*EXERCISE DATA*:
• • • • • • •
PR #12306, opened 2025-04-12
Improve coverage

qmonmert:
Before
image
image

After
image
image


murdos (changes requested):
I don't think that these changes improve the quality of code.
If you want to improve frontend coverage, I encourage you to try to make a few more component tests with cypress, that should naturally improve coverage.

PR #12323, opened 2025-04-14
Infinitest available on IntelliJ

qmonmert:
https://infinitest.github.io/

image
image


murdos:
@qmonmert : have you tried it? In my experience it's pretty unstable, so I'm not sure we should recommend it.

PR #12378, opened 2025-04-25
Rework on tests

qmonmert:
Same as https://github.com/jhipster/jhipster-lite/blob/dd576d2e5d988df21cc0a57487ca84099665d548/src/test/java/tech/jhipster/lite/module/domain/properties/JHipsterModulePropertiesTest.java#L23

image

### DIFF
--- a/src/test/java/tech/jhipster/lite/generator/client/tikui/domain/TikuiModuleFactoryTest.java
+++ b/src/test/java/tech/jhipster/lite/generator/client/tikui/domain/TikuiModuleFactoryTest.java
@@ -17,7 +17,7 @@ class TikuiModuleFactoryTest {
   private static final TikuiModuleFactory factory = new TikuiModuleFactory();
 
   @Nested
-  class PrettierTest {
+  class Prettier {
 
     @Test
     void shouldBuildModuleWithPugFormat() {
@@ -45,7 +45,7 @@ class TikuiModuleFactoryTest {
   }
 
   @Nested
-  class VueTest {
+  class Vue {
 
     @Test
     void shouldBuildModuleOnVueProject() {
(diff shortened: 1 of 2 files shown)


src/test/java/tech/jhipster/lite/generator/client/tikui/domain/TikuiModuleFactoryTest.java
```diff
@@ -17,6 +18,7 @@ class TikuiModuleFactoryTest {
   private static final TikuiModuleFactory factory = new TikuiModuleFactory();
 
   @Nested
+  @DisplayName("Prettier")
   class PrettierTest {
```
murdos, line 22: There 's a much simpler solution: rename the class and remove the 'Test' suffix.

There's no need to use a Test suffix for nested test classes

murdos (changes requested):

src/test/java/tech/jhipster/lite/generator/client/tools/cypress/domain/CypressModuleFactoryTest.java
```diff
@@ -16,6 +17,7 @@ class CypressModuleFactoryTest {
   private static final CypressModuleFactory factory = new CypressModuleFactory();
 
   @Nested
+  @DisplayName("Component")
```
murdos, line 20: The full name is "component tests", not "component".

Here I think we should just remove the nested classes, and just have the 2 tests at top level, they don't bring much value.

murdos (approved):

murdos:
Thanks @qmonmert :)

qmonmert:
> Thanks @qmonmert :)

 🤝

PR #12419, opened 2025-04-29
Remove unnecessary public visibility

qmonmert:


murdos:
👍 what would be great is an archunit test that would enforce this practice.

PR #12430, opened 2025-05-01
Rename: SimpleCache

qmonmert:


src/main/java/tech/jhipster/lite/generator/server/springboot/cache/simple/infrastructure/primary/SimpleCacheModuleConfiguration.java
```diff
@@ -11,7 +11,7 @@
 import tech.jhipster.lite.module.domain.resource.JHipsterModuleResource;
 
 @Configuration
-class CacheModuleConfiguration {
+class SimpleCacheModuleConfiguration {
 
   @Bean
   JHipsterModuleResource simpleCacheModule(SpringBootCacheSimpleApplicationService caches) {
```
murdos, line 17: Then I guess you'll come later to rename the service. Could you do it in the same PR?
```suggestion
  JHipsterModuleResource simpleCacheModule(SimpleCacheApplicationService caches) {
```

qmonmert: done

PR #12431, opened 2025-05-01
Rename: Ehcache

qmonmert:
image


qmonmert:
> Well, according to https://www.ehcache.org/, the proper case is "Ehcache". So this one was correct.

good catch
• • • • • • •
*WHAT YOU SHOULD DO*: In the listing above, locate each line with "suffix" and copy it.

*SOLVED PROBLEM*:
murdos, line 22: There 's a much simpler solution: rename the class and remove the 'Test' suffix.
There's no need to use a Test suffix for nested test classes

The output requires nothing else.